Why does any of this matter? The original DNS bugs were written and shipped by Vixie. He then went on to fix them in the 90s but some still appear today. “For embedded systems today to still have that problem, any of those problems, means that whatever I did to fix it wasn’t enough. I didn’t have a way of telling people.”
Where Do We Go from Here?
“Sure would have been nice if we already had an internet when we were building one,” Vixie said. But, try as I might, we can’t go backward we can only go forward. Vixie made it very clear, “if you can’t afford to do these things [below] then free software is too expensive for you.”
Here is some of Vixie’s advice for software producers:
- Do the best you can with the tools you have but “try to anticipate what you’re going to have.”
- Assume all software has bugs “not just because it always has, but because that’s the safe position to take.” Machine-readable updates are necessary because “you can’t rely on a human to monitor a mailing list.”
- Version numbers are must-haves for your downstream. “The people who are depending on you need to know something more than what you thought worked on Tuesday.” It doesn’t matter what it is as long as it uniquely identifies the bug level of the software.
- Cite code sources in the README files in source code comments.
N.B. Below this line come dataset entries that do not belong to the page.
PR #3423, opened 2023-02-01
Switch WASI emulator from wasmtime to wazero

anuraaga:
wasmtime must be installed separately, but all TinyGo users have Go installed, so wazero can be used to emulate wasi without any installation step at all with the help of `go run`. This should really improve the UX of `tinygo test`.

All the directory hacks for wasmtime can also be removed. Why is this? Because @codefromthecrypt developed CLI features specifically while [targeting](https://github.com/tetratelabs/wazero/blob/main/.github/workflows/integration.yaml#L123) TinyGo's test suite - TinyGo is a first-class target for wazero and its UX will continue to matter to wazero (I guess, sorry for speaking for you @codefromthecrypt :P).

### DIFF
--- a/main.go
+++ b/main.go
@@ -761,6 +761,12 @@ func buildAndRun(pkgName string, config *compileopts.Config, stdout io.Writer, c
 				"runtime": runtimeGlobals,
 			}
 		}
+	} else if strings.Contains(config.Target.Emulator, "wazero") {
+		// wazero needs some special flags to pass environment variables
+		for _, v := range environmentVars {
+			args = append(args, "-env", v)
+		}
+		args = append(args, cmdArgs...)
 	} else {
 		// Pass environment variables and command line parameters as usual.
 		// This also works on qemu-aarch64 etc.
--- a/main.go
+++ b/main.go
@@ -266,39 +266,6 @@ func Test(pkgName string, stdout, stderr io.Writer, options *compileopts.Options
 		// Tests are always run in the package directory.
 		cmd.Dir = result.MainDir
 
-		// wasmtime is the default emulator used for `-target=wasi`. wasmtime
-		// is a WebAssembly runtime CLI with WASI enabled by default. However,
-		// only stdio are allowed by default. For example, while STDOUT routes
-		// to the host, other files don't. It also does not inherit environment
-		// variables from the host. Some tests read testdata files, often from
-		// outside the package directory. Other tests require temporary
-		// writeable directories. We allow this by adding wasmtime flags below.
-		if config.EmulatorName() == "wasmtime" {
-			// At this point, The current working directory is at the package
-			// directory. Ex. $GOROOT/src/compress/flate for compress/flate.
-			// buildAndRun has already added arguments for wasmtime, that allow
-			// read-access to files such as "testdata/huffman-zero.in".
-			//
-			// Ex. main(.wasm) --dir=. -- -test.v
-
-			// Below adds additional wasmtime flags in case a test reads files
-			// outside its directory, like "../testdata/e.txt". This allows any
-			// relative directory up to the module root, even if the test never
-			// reads any files.
-			//
-			// Ex. run --dir=.. --dir=../.. --dir=../../..
-			dirs := dirsToModuleRoot(result.MainDir, result.ModuleRoot)
-			args := []string{"run"}
-			for _, d := range dirs[1:] {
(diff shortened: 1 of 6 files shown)


codefromthecrypt:
My name is @codefromthecrypt and I approve of this message

codefromthecrypt:
by the way, it wasm @anuraaga's idea to relax the mount by default, and literally because of this code in tinygo!

main.go
```diff
@@ -794,18 +761,12 @@ func buildAndRun(pkgName string, config *compileopts.Config, stdout io.Writer, c
 				"runtime": runtimeGlobals,
 			}
 		}
-	} else if config.EmulatorName() == "wasmtime" {
-		// Wasmtime needs some special flags to pass environment variables
-		// and allow reading from the current directory.
-		args = append(args, "--dir=.")
+	} else if strings.Contains(config.Target.Emulator, "wazero") {
+		// wazero needs some special flags to pass environment variables
```
codefromthecrypt, line 765: maybe add the why?

```suggestion
		// wasm is sandboxed by default, so we explicitly propagate ENV variables used in tests.
```

We could also in the CLI allow env propagation, either opt-in or by default.. I wouldn't change the go library default, but for example, the CLI uses real time also which isn't a default.

codefromthecrypt: counterpoint is docker doesn't automatically propagate env from the host, so in general I prefer the explicitness.

anuraaga: Yeah would probably be good to have a flag to opt-in the environment, that would allow tinygo test and go test to behave the same regardless of target, and similar use cases.

anuraaga:
Linux failure isn't a flake will fix it tomorrow

main.go
codefromthecrypt: for this though I would say that since environmentVars are already defined in tinygo we don't need to block on an auto-propagation thing. I also noticed docker doesn't do it, and it is likely not to have a lot of maintenance here in go, as I don't expect them to add host env sensitive variables into tests that often.

dgryski:
The test corpus (at least the version I run) already takes about 30 minutes to complete with wasmtime.  How long does it take with wazero?

(I'm all up for patching tinygo to support wazero, but I'm not sure I want to make it the default.)

codefromthecrypt:
good point on time. I think until we add the fancy optimized wasm in wasm thing at least the crypto stuff might take longer than wasmtime. @anuraaga have you noticed a before/after?

codefromthecrypt:
by the way, we can and already do run wazero for tinygo tests, just we don't use the makeflle and dodge a slow package https://github.com/tetratelabs/wazero/blob/main/.github/workflows/integration.yaml#L166

dgryski:
Could we add `--emulator=wazero` or something to override the default value of wasmtime?

anuraaga:
Thanks @dgryski - on my Mac laptop, corpus tests are

wasmtime: user=1348.19s system=122.36s cpu=764% total=3:12.40
wazero: user=2143.33s system=202.82s cpu=709% total=5:30.84

CI is wasmtime 8m vs wazero 10m for test-wasi-fast.

Corpus in particularly is significantly different - I can definitely see not wanting to regress on the default. Adding the flag feels to me like it then adds complication to the UX where we wanted to simplify it, as the decision of tradeoffs gets handed off to the user, and I suspect in most cases they'll probably just install wasmtime to match the default. It's still possible to use wazero instead by installing a wasmtime CLI-compatible wazero wrapper anyways. Let me go ahead and close this PR for now - there's some fun perf work happening on wazero and I think we'll eventually be able to make a switch without regression.

dgryski:
SGTM.  Please continue to push for fixes that make integration with wazero easier.

anuraaga:
Just for reference, this is what using a wrapper looks like.

https://github.com/wasilibs/go-re2/pull/23
https://github.com/wasilibs/tools/blob/main/cmd/wasmtime/wasmtime.go

It took a while to find that installation syntax for windows (didn't know about scoop) so glad to see that all collapse to a single line.

codefromthecrypt:
for wazero 1.0 which should be march, I'll make sure we have packaging in place, too. It is cool we can naturally work in windows because go does and we test it, but also reasonable to have a package installer, too. It might be a nice time to revisit adding a default emulator here once that's in place, despite the ease of `go install`

thanks for all the attention meanwhile!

It will help anyone using your code and chasing bugs.
- Automate monitoring of your upstreams, review all changes, and integrate patches. “This isn’t optional.”
- Let your downstream know about changes automatically “otherwise these bugs are going to do what the DNS bugs are doing.”
Here is the advice for software consumers:
- Your software’s dependencies are your dependencies. “As a consumer when you import something, remember that you’re also importing everything it depends on… So when you check your dependencies, you’d have to do it recursively you have to go all the way up.”
- Uncontracted dependencies can make free software incredibly expensive but are an acceptable operating risk because “we need the software that everybody else is writing.” Orphaned dependencies require local maintenance and therein lies the risk because that’s a much higher cost than monitoring the developments that are coming out of other teams. “It’s either expensive because you hire enough people and build enough automation or it’s expensive because you don’t.”
- Automate dependency upgrades (mostly) because sometimes “the license will change from one you could live with to one that you can’t or at some point someone decides they’d like to get paid” [insert adventure here].
- Specify acceptable version numbers. If versions 5+ have the fix needed for your software, say that to make sure you don’t accidentally get an older one.
- Monitor your supply chain and ticket every release. Have an engineer review every update to determine if it’s “set my hair on fire, work over the weekend or we’ll just get to it when we get to it” priority level.
He closed with “we are all in this together but I think we could get it organized better than we have.” And it sure is one way to say it.
There is a certain level of humility and grace one has to have after being on the tiny team that prevented the potential DNS collapse, is a leader in their field for over a generation, but still has their early career bugs (that they solved 30 years ago) brought to their attention at regular intervals because adopters aren’t inspecting the source code.